李三爺默默的看着曲風,見他遲遲沒有開口,眼神中流露出了濃濃的失望。
“罷了,現在你們一個個,都不跟我說實話了。這樣吧,你幫我做件事情,這總不會讓你為難了吧。”李三爺将眼神移開,語氣多了幾分的悲涼。
曲風繃勁的情緒終于在這一刻得到了釋放,挺直的後背都松垮了少許,不過馬上又恢複了原狀,目光堅定的說道:“請三爺吩咐。”
“替我盯着管家,如果他有任何的異動,殺無赦。哦對了,順便把李牧帶去你哪兒住上一段時間。這家夥整日就在家裡打遊戲,你給他找點事情做。”李三爺淡淡的說道。
曲風真是有種哭笑不得的感覺,自己躲了這麼久,居然還是沒能躲過這一劫。什麼盯着管家都是虛的,照顧李牧才是李三爺的真正目的。

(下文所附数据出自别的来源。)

PR #2384, opened 2024-08-04
Decoupling server code from client. Fix ~6 year old issue.

jobs-git:
Fixes: https://askubuntu.com/questions/1222523/how-to-connect-to-an-ipsec-vpn-with-a-short-20chars-psk

Server should implement config based password restriction


tobiasbrunner:
This is a duplicate of #145.

PR #2396, opened 2024-08-10
ikev2: ike_config: fill attribute also as initiator

lynxis:
The the attribute array of the ike_sa as initiator. Some plugins may need to know what the client requested to pass the requested config requests towards an additional backend.

### DIFF
--- a/src/libcharon/sa/ikev2/tasks/ike_config.c
+++ b/src/libcharon/sa/ikev2/tasks/ike_config.c
@@ -111,7 +111,7 @@ static configuration_attribute_t *build_vip(host_t *vip)
 /**
  * Handle a received attribute as initiator
  */
-static void handle_attribute(private_ike_config_t *this,
+static void handle_attribute_initiator(private_ike_config_t *this,
 							 configuration_attribute_t *ca)
 {
 	attribute_handler_t *handler = NULL;
@@ -139,6 +139,13 @@ static void handle_attribute(private_ike_config_t *this,
 							handler, ca->get_type(ca), ca->get_chunk(ca));
 }
 
+static void handle_attribute_responder(private_ike_config_t *this,
+							 configuration_attribute_t *ca)
+{
+	this->ike_sa->add_configuration_attribute(this->ike_sa,
+							NULL, ca->get_type(ca), ca->get_chunk(ca));
+}
+
 /**
  * process a single configuration attribute
  */
@@ -158,7 +165,7 @@ static void process_attribute(private_ike_config_t *this,
 		{
 			if (this->initiator && !this->vip_requested)
 			{
-				handle_attribute(this, ca);
+				handle_attribute_initiator(this, ca);
 				return;
 			}
 
@@ -191,7 +198,11 @@ static void process_attribute(private_ike_config_t *this,
 		{
 			if (this->initiator)
 			{
-				handle_attribute(this, ca);
+				handle_attribute_initiator(this, ca);
+			}
+			else
+			{
+				handle_attribute_responder(this, ca);
 			}
 		}
 	}


lynxis:
I fixed the commit message.
I mean if there is already an API for the initiator, I would try to use it also for the responder
Should I change to use the message() hook?

The ePDG need to know in advance which attributes has been requested to pass it further to the backend.

lynxis:
>> The API has a different purpose, though. It stores the assigned attributes on the initiator, not the requested ones.

But why can't it extended to support the other side as well? IMHO it would fit the concept here.

> > The ePDG need to know in advance which attributes has been requested to pass it further to the backend.
> 
> What does it need to know exactly? The type? The value as well (if there are actual values)? Is that documented somewhere?

The UE (smartphone) requests DNS servers, P-CSCF server (voip endpoint), IPv4 address or IPv6 address over it. It is a part of the IKE_AUTH Request and must be forwarded to the AAA server.

The TS 33.400 Figure 8.2.2-1: Tunnel full authentication and authorization explains it (a little bit).

Screenshot_20250710_232517

## References

* [rfc7651](https://www.rfc-editor.org/rfc/rfc7651.txt)
* [TS 33.400](https://www.etsi.org/deliver/etsi_ts/133400_133499/133402/18.01.00_60/ts_133402v180100p.pdf)

tobiasbrunner:
> But why can't it extended to support the other side as well? IMHO it would fit the concept here.

It's a different concept (storing requested attributes instead of assigned attributes). It would require a new or modified API for something that's generally not needed.

> It is a part of the IKE_AUTH Request and must be forwarded to the AAA server.

What exactly must be forwarded? And how (e.g. how would that request be encoded in RADIUS)? And what is returned and in what form?

Generally, configuration attributes can always just be assigned to clients without having received an explicit request. The trigger is the request for a virtual IP (IPv4 or IPv6, or both), but stuff like DNS servers or P-CSCF servers can just be sent along with it. For instance, defined via `p-cscf` keyword of the [`attr` plugin](https://docs.strongswan.org/docs/latest/plugins/attr.html). Interestingly, the `vici` plugin currently doesn't support that keyword in [pools sections](https://docs.strongswan.org/docs/latest/swanctl/swanctlConf.html#_pools), so it would have to configured numerically there but it's still possible. So maybe you are unnecessarily complicating things.

How to get additional attributes from a RADIUS server to the IKE client is a different issue. The `eap-radius` plugin currently only [handles virtual IPs and DNS/NBNS server attributes](https://docs.strongswan.org/docs/latest/plugins/eap-radius.html#_radius_attribute_forwarding) (plus some Cisco Unity ones). So that might need some code to handle P-CSCF servers if there exists a RADIUS attribute that could be converted.

lynxis:
To give a little bit more context.
At osmocom, we've created a combined ePDG/AAA which is called [osmo-epdg](https://osmocom.org/projects/osmo-epdg).
It contains the following components:

- strongswan (IKEv2, EAP, netlink to the kernel for ESP)
- osmo-epdg, a strongswan plugin (to communicates towards erlang: auth data, config data and management)
- osmo-epdg, a erlang daemon (Diameter, GTPv2)
- (some ip routing and firewall configuration).

The term AAA is ambiguous in this context. AAA has a different meaning in the ePDG/VoWifi context, even it does
similar things as a AAA in the Radius context.
The AAA in the context of the ePDG/VoWifi is speaking Diameter and GTPv2 and not Radius.

> What exactly must be forwarded? And how (e.g. how would that request be encoded in RADIUS)? And what is returned and in what form?

I mixed some parts here, it is not required while doing the EAP auth.
**To clarify:**
To authenticate an initiator/phone, it must forwarded the APN (given as Identification Payload, Responder) and
many of EAP attributes (but this is done in a different way, the osmo-epdg plugin will use the eap-aka api).

But before strongswan can sent the final IKE_AUTH Response (direct after the EAP Auth Success), it must forwarded all requested CFG Attributes,
including IPv4/IPv6 DNS, P-CSCF, ADDRESS over GTPv2 (GPRS Tunneling Protocol v2) to an external component (PGW) and wait for the GTPv2 Response.

So far I understand, this is required because 3GPP specs says the final IKE_AUTH_RESP contains all 
CFG Attributes replies.

You could think of GTPv2 in this regard as DHCP. Lets imagine strongswan would need to do a DHCP Request and to do a proper DHCP Request, it must map all CFG Attributes to DHCP options.
GTPv2 behaves similar (with a lot more complexity and features).

For sure, I could just assign Attribute, but I should forward the attributes between the initiator and the backend to comply to the spec.

> The trigger is the request for a virtual IP (IPv4 or IPv6, or both), but stuff like DNS servers or P-CSCF servers can just be sent along with it.

I think the virtual IP hook is too late, because it is called when the phone/initiator requests a CHILD_SA, correct?

> For instance, defined via p-cscf keyword of the [attr plugin](https://docs.strongswan.org/docs/latest/plugins/attr.html). Interestingly, the vici plugin currently doesn't support that keyword in [pools sections](https://docs.strongswan.org/docs/latest/swanctl/swanctlConf.html#_pools), so it would have to configured numerically there but it's still possible. So maybe you are unnecessarily complicating things.

P-CSCF is usually assigned dynamic via GTPv2. In the case you would like to setup a VoWifi without all the 3GPP specific protocols, it could be useful to support p-cscf keyword there.

To come back to your recommendation of using a message hook(). I guess I've to copy most of the parts of  process_payloads(), even it would be great to have Cfg Request parsing somehow in the library. But fine for me.

### Reference

The 3GPP spec says that the IKE_AUTH_RESP after the EAP Authentication succeeds, which finally authenticates the phone/initiator must contain already the CFG Attributes. This is not well documented.

([TS 33.402](https://www.etsi.org/deliver/etsi_ts/133400_133499/133402/18.01.00_60/ts_133402v180100p.pdf), Figure 8.2.2-1, Step 13-15).

Screenshot_20250716_135151

```
13. The ePDG checks the correctness of the AUTH received from the UE. At this point the UE is authenticated. In
case S2b is used, PMIP signalling between ePDG and PDN GW can now start, as specified in TS 23.402 [5].
The ePDG continues with the next step in the procedure described here only after successful completion of the
PMIP binding update procedure.
14. The ePDG calculates the AUTH parameter which authenticates the second IKE_SA_INIT message. The ePDG
shall send the assigned Remote IP address in the configuration payload (CFG_REPLY).
15 The AUTH parameter is sent to the UE together with the configuration payload, security associations and the
rest of the IKEv2 parameters and the IKEv2 negotiation terminates
```

tobiasbrunner:
> For sure, I could just assign Attribute, but I should forward the attributes between the initiator and the backend to comply to the spec.

Just send one in your request to the backend if that's necessary. What's the point of "forwarding" an empty request?  Or are there clients that only request some of the attributes? Also, won't the backend provide attributes that were not explicitly requested if configured for a client? And is this requirement and the conversion from configuration attribute specified somewhere?

> I think the virtual IP hook is too late, because it is called when the phone/initiator requests a CHILD_SA, correct?

No, the virtual IP is requested and assigned during IKE_AUTH (it's one of those configuration attributes and the only one TS 33.402 mentions).


> To come back to your recommendation of using a message hook(). I guess I've to copy most of the parts of process_payloads(), even it would be great to have Cfg Request parsing somehow in the library. But fine for me.

You don't need to do any parsing. You just have to get the configuration payload (`message->get_payload(message, PLV2_CONFIGURATION)`) and if there is one, cast it to `cp_payload_t` and enumerate the attributes (`create_attribute_enumerator()`). But again, you might not need to do that.

PR #2447, opened 2024-09-10
botan: add missing include for build flags

fgirlich:
`botan/build.h` defines all `BOTAN_HAS_*` build feature flags. With botan-2 this used to included indirectly via `botan_util.h` -> `botan/ffi.h`.

Botan-3 no longer includes `botan/build.h` from `botan/ffi.h`. It must now be included explicitly. This is already done in all other places that access botans feature flags. It seemingly was forgotten here. This omission causes loading of certificates and keys to fail, even though botan supports the required crypto algorithms.


tobiasbrunner:
Ran into this myself, fixed with 0a3889086decb7364642cf0c7849b28a40dadd32.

一想到那個纨绔子弟,曲風就有種吞了蒼蠅的惡心感覺。可以說整個李家就沒有一個人喜歡李牧,除了三爺。
不過三爺的話都說到這份上了,曲風如果再拒絕的話,那就真變成了不識好歹,隻能點頭答應下來:“好的三爺,我一定好好的看着牧少爺。”
“還有一件事情,你的手下之中,是不是有個叫崩牙的?”李三爺忽然問道。
曲風還琢磨了一會才想起崩牙是誰,點了點頭:“是的,怎麼了三爺,他哪裡做錯惹你不高興了嗎,我這就把他處理了。”
李三爺擺了擺手,說:“這道沒有,你去找他打聽打聽,關于鐵掌門的事情。之前我聽說,蕭徹跟他的其中一個手下過招負傷,而那個人就是鐵掌門的人。而這一次蕭徹又敗給了鐵掌門的人,我想知道這兩件事情之間,有沒有什麼聯系。”
“好,我這就去辦。”曲風的眼神中已經多了幾分的殺氣,蕭徹可是他不共戴天的大仇人,兒子曲波的死,跟蕭徹可脫不了幹系。
這下好了,新仇舊恨可以一并清算。
目送曲風離開,三爺的臉上多了一抹掩飾不住的疲倦。
偌大一個李家,居然連一個說敢跟自己說真話的人都找不到了,每個人都在打着自己的小算盤,每個人都在盼着自己死。
哼,都是一群蠢貨,我做的事情,有豈是你們可以理解的。